[Task brief]
Set the records down again. Match every line exactly.

(Data items)
[Start of section]

Issue #2917, opened 2018-02-09
User account Roles with "Tag Editor" permission cannot edit tags except for admin


darienhuss:
### Work environment

| Questions                 | Answers
|---------------------------|--------------------
| Type of issue             | Bug
| OS version (server)       | ubuntu
| OS version (client)       | OS Independent (Linux, Windows, OS X)
| PHP version               | 7.0
| MISP version / git hash   | 2.4.87
| Browser                   | Firefox, Chrome, IE

### Expected behavior
User accounts with the "Tag Editor" permission should be able to edit tags on the List Tags page (I think?)

### Actual behavior
User accounts with the "Tag Editor" permission cannot edit tags, including their own. For instance, user accounts assigned to the default role "Researcher" cannot edit tags.

### Steps to reproduce the behavior
1. Install MISP
2. Add user account with "Researcher" roll
3. Log in to Researcher account
4. Create a new tag
5. View "List Tags" page
6. Actions on the far right of the page (View Graph, Edit tag, Delete tag) are all missing on our MISP instance

adulau:
Indeed. It's a bug. We need to fix it. Thank you!

iwitz:
We have the same issue on MISP 2.4.105 on RHEL7. Clients use Firefox and Chrome exclusively and are all affected.
It also affects template edition.

github-germ:
2.4.114

could the same root cause be causing `ExpandedPyMisp.update_tag` connected with an authkey of a user with a role which has `Tag Editor Granted` be causing this error?

```
20190913-18:16:55 DEBUG Starting new HTTPS connection (1): localhost
20190913-18:16:55 DEBUG https://localhost:443 "POST /tags/edit/1386 HTTP/1.1" 405 157
ERROR [aping.py:2039 - _check_response() ] Something went wrong (405): {'name': 'You do not have permission to use this functionality.', 'message': 'You do not have permission to use this functionality.', 'url': '/tags/edit/1386'}
20190913-18:16:55 ERROR Something went wrong (405): {'name': 'You do not have permission to use this functionality.', 'message': 'You do not have permission to use this functionality.', 'url': '/tags/edit/1386'}
```

Same code using authkey of a user with an `Admin` role updates that same tag without an error.

github-germ:
Also, when using `PyMISP.edit_tag` with the same code and authkey as above, the tag revision succeeded without error.

[...]

PR #8170, opened 2022-02-25
fix: Allow Tag_Editors to edit tags

marjatech:
#### What does it do?
Allows users with permisssion Tag_Editor to not only create but also edit Tags.

#### Questions


3c7:
Edit: just saw the issue related to this #2917.

cvandeplas:
Thank you @3c7  . For now this PR cannot be merged, as explained in #2917 allowing tags to be renamed  is not a good idea.
However some other features could be useful such as changing the name of the permission and allowing the permission to hide/unhide existing tags.

PR #10342, opened 2025-05-06
Update OpenPhish feed URL to new GitHub location

drego85:
#### What does it do?

This PR updates the OpenPhish feed URL to point to their new GitHub-hosted location.

The original feed URL occasionally becomes unavailable, while the GitHub-based feed is now officially listed as a reliable alternative.

Switching to the GitHub feed ensures better reliability and availability of threat intelligence data.

#### Questions


adulau:
It makes sense. Thank you very much!

PR #10343, opened 2025-05-07
[OTP/OIDC] Allow otp multiple auth

righel:
#### What does it do?

Fixes local auth not working when `OidcAuth.mixedAuth=true` and `Security.otp_required=true`

#### Questions


cvandeplas (approved):
is that all to support multiple auth? nice catch !!  thanks !

righel:
> is that all to support multiple auth? nice catch !! thanks !

There were some minor changes done before on the Oidc plugin but overall was straightforward!

PR #10345, opened 2025-05-08
add: [Warninglists] Split Known Identifier from False Positive in the…

ThomasLcr:
(re-upload due to a merge conflict with the new release)
**What does it do**

When an attribute is linked to an activated  warninglist, it adapts the message according to the warning category (knowledge identifier or false positive).

Fixed the filtering option from the hyperlinks in the warnings widgets.

Screenshot from 2025-04-09 15-29-49


mokaddem:
Already merge. Thanks!

PR #10353, opened 2025-05-21
Fix #2737: Improve password requirement indication.

### LINKED ISSUE #2737: Display password requirements on UI
### Expected behavior

Indication for the passwords requirements whenever a password change is needed. 

### Actual behavior

No indications at all.

Just get to [misp]/users/pwd and try to change your password.

misp_issue

monjiapawne:
#### What does it do?

Fixing issue: Display password requirements on UI #2737
Provides more verbose indication of failed password change. If the complexity regex isn't the default, it falls back to displaying the raw regex.

#### Questions


iglocska:
Cherry picked onto 2.4-develop, thanks a lot!

iglocska:
Reverted, this actually completely breaks new installations, as the password complexity validation has been moved to the beforefilter. 

The issue with that: We enroll an initial user where we disable the complexity check on installation - in order to do that (with hard coded simple values) we disable the validation temporarily by unloading the validation scripts. This reintroduces it and blocks the initial user from ever being created.

Additionally, it displays the validation rules on the login page, not just on user creation/modification/password reset. Definitely not something we would like instances to disclose to unauthenticated users.

PR #10372, opened 2025-06-03
update Cerebrate UI components and respect `skip_proxy` flag 

DocArmoryTech:
- The `skip_proxy` setting is now fully supported in the Cerebrate UI, including:
  - View: Displays current proxy status.
  - Edit: Allows users to update the setting.
  - Index: Shows the proxy configuration per Cerebrate entry.

This also ensures the `skip_proxy` setting is properly respected in HTTP requests made via `SyncTool::setupHttpSocket()`. Previously, the method defaulted to using the 'Server' model key, which caused it to overlook `skip_proxy` and other configuration values when used by models like 'Cerebrate'.

To resolve this:
- `AppModel::setupHttpSocket()` was extended to accept an optional `$model` parameter. If provided, it is passed through to `SyncTool::setupHttpSocket()` to ensure the correct settings are used.
- Backward compatibility is maintained for other subclasses of `AppModel` that do not yet pass a model identifier.

Tested and confirmed working in production with `skip_proxy` enabled.

### DIFF
--- a/app/Model/AppModel.php
+++ b/app/Model/AppModel.php
@@ -3510,16 +3510,21 @@ class AppModel extends Model
         return true;
     }
 
-    public function setupHttpSocket($server, $HttpSocket = null, $timeout = false)
+    public function setupHttpSocket($server, $HttpSocket = null, $timeout = false, $model = null)
     {
         if (empty($HttpSocket)) {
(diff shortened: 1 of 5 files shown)


iglocska:
Thanks a lot!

[End of section]

[Response to the exercise]
Issue #2917, opened 2018-02-09
User account Roles with "Tag Editor" permission cannot edit tags except for admin


darienhuss:
### Work environment

| Questions                 | Answers
|---------------------------|--------------------
| Type of issue             | Bug
| OS version (server)       | ubuntu
| OS version (client)       | OS Independent (Linux, Windows, OS X)
| PHP version               | 7.0
| MISP version / git hash   | 2.4.87
| Browser                   | Firefox, Chrome, IE

### Expected behavior
User accounts with the "Tag Editor" permission should be able to edit tags on the List Tags page (I think?)

### Actual behavior
User accounts with the "Tag Editor" permission cannot edit tags, including their own. For instance, user accounts assigned to the default role "Researcher" cannot edit tags.

### Steps to reproduce the behavior
1. Install MISP
2. Add user account with "Researcher" roll
3. Log in to Researcher account
4. Create a new tag
5. View "List Tags" page
6. Actions on the far right of the page (View Graph, Edit tag, Delete tag) are all missing on our MISP instance

adulau:
Indeed. It's a bug. We need to fix it. Thank you!

iwitz:
We have the same issue on MISP 2.4.105 on RHEL7. Clients use Firefox and Chrome exclusively and are all affected.
It also affects template edition.

github-germ:
2.4.114

could the same root cause be causing `ExpandedPyMisp.update_tag` connected with an authkey of a user with a role which has `Tag Editor Granted` be causing this error?

```
20190913-18:16:55 DEBUG Starting new HTTPS connection (1): localhost
20190913-18:16:55 DEBUG https://localhost:443 "POST /tags/edit/1386 HTTP/1.1" 405 157
ERROR [aping.py:2039 - _check_response() ] Something went wrong (405): {'name': 'You do not have permission to use this functionality.', 'message': 'You do not have permission to use this functionality.', 'url': '/tags/edit/1386'}
20190913-18:16:55 ERROR Something went wrong (405): {'name': 'You do not have permission to use this functionality.', 'message': 'You do not have permission to use this functionality.', 'url': '/tags/edit/1386'}
```

Same code using authkey of a user with an `Admin` role updates that same tag without an error.

github-germ:
Also, when using `PyMISP.edit_tag` with the same code and authkey as above, the tag revision succeeded without error.

[...]

PR #8170, opened 2022-02-25
fix: Allow Tag_Editors to edit tags

marjatech:
#### What does it do?
Allows users with permisssion Tag_Editor to not only create but also edit Tags.

#### Questions


3c7:
Edit: just saw the issue related to this #2917.

cvandeplas:
Thank you @3c7  . For now this PR cannot be merged, as explained in #2917 allowing tags to be renamed  is not a good idea.
However some other features could be useful such as changing the name of the permission and allowing the permission to hide/unhide existing tags.

PR #10342, opened 2025-05-06
Update OpenPhish feed URL to new GitHub location

drego85:
#### What does it do?

This PR updates the OpenPhish feed URL to point to their new GitHub-hosted location.

The original feed URL occasionally becomes unavailable, while the GitHub-based feed is now officially listed as a reliable alternative.

Switching to the GitHub feed ensures better reliability and availability of threat intelligence data.

#### Questions


adulau:
It makes sense. Thank you very much!

PR #10343, opened 2025-05-07
[OTP/OIDC] Allow otp multiple auth

righel:
#### What does it do?

Fixes local auth not working when `OidcAuth.mixedAuth=true` and `Security.otp_required=true`

#### Questions


cvandeplas (approved):
is that all to support multiple auth? nice catch !!  thanks !

righel:
> is that all to support multiple auth? nice catch !! thanks !

There were some minor changes done before on the Oidc plugin but overall was straightforward!

PR #10345, opened 2025-05-08
add: [Warninglists] Split Known Identifier from False Positive in the…

ThomasLcr:
(re-upload due to a merge conflict with the new release)
**What does it do**

When an attribute is linked to an activated  warninglist, it adapts the message according to the warning category (knowledge identifier or false positive).

Fixed the filtering option from the hyperlinks in the warnings widgets.

Screenshot from 2025-04-09 15-29-49


mokaddem:
Already merge. Thanks!

PR #10353, opened 2025-05-21
Fix #2737: Improve password requirement indication.

### LINKED ISSUE #2737: Display password requirements on UI
### Expected behavior

Indication for the passwords requirements whenever a password change is needed. 

### Actual behavior

No indications at all.

Just get to [misp]/users/pwd and try to change your password.

misp_issue

monjiapawne:
#### What does it do?

Fixing issue: Display password requirements on UI #2737
Provides more verbose indication of failed password change. If the complexity regex isn't the default, it falls back to displaying the raw regex.

#### Questions


iglocska:
Cherry picked onto 2.4-develop, thanks a lot!

iglocska:
Reverted, this actually completely breaks new installations, as the password complexity validation has been moved to the beforefilter. 

The issue with that: We enroll an initial user where we disable the complexity check on installation - in order to do that (with hard coded simple values) we disable the validation temporarily by unloading the validation scripts. This reintroduces it and blocks the initial user from ever being created.

Additionally, it displays the validation rules on the login page, not just on user creation/modification/password reset. Definitely not something we would like instances to disclose to unauthenticated users.

PR #10372, opened 2025-06-03
update Cerebrate UI components and respect `skip_proxy` flag 

DocArmoryTech:
- The `skip_proxy` setting is now fully supported in the Cerebrate UI, including:
  - View: Displays current proxy status.
  - Edit: Allows users to update the setting.
  - Index: Shows the proxy configuration per Cerebrate entry.

This also ensures the `skip_proxy` setting is properly respected in HTTP requests made via `SyncTool::setupHttpSocket()`. Previously, the method defaulted to using the 'Server' model key, which caused it to overlook `skip_proxy` and other configuration values when used by models like 'Cerebrate'.

To resolve this:
- `AppModel::setupHttpSocket()` was extended to accept an optional `$model` parameter. If provided, it is passed through to `SyncTool::setupHttpSocket()` to ensure the correct settings are used.
- Backward compatibility is maintained for other subclasses of `AppModel` that do not yet pass a model identifier.

Tested and confirmed working in production with `skip_proxy` enabled.

### DIFF
--- a/app/Model/AppModel.php
+++ b/app/Model/AppModel.php
@@ -3510,16 +3510,21 @@ class AppModel extends Model
         return true;
     }
 
-    public function setupHttpSocket($server, $HttpSocket = null, $timeout = false)
+    public function setupHttpSocket($server, $HttpSocket = null, $timeout = false, $model = null)
     {
         if (empty($HttpSocket)) {
(diff shortened: 1 of 5 files shown)


iglocska:
Thanks a lot!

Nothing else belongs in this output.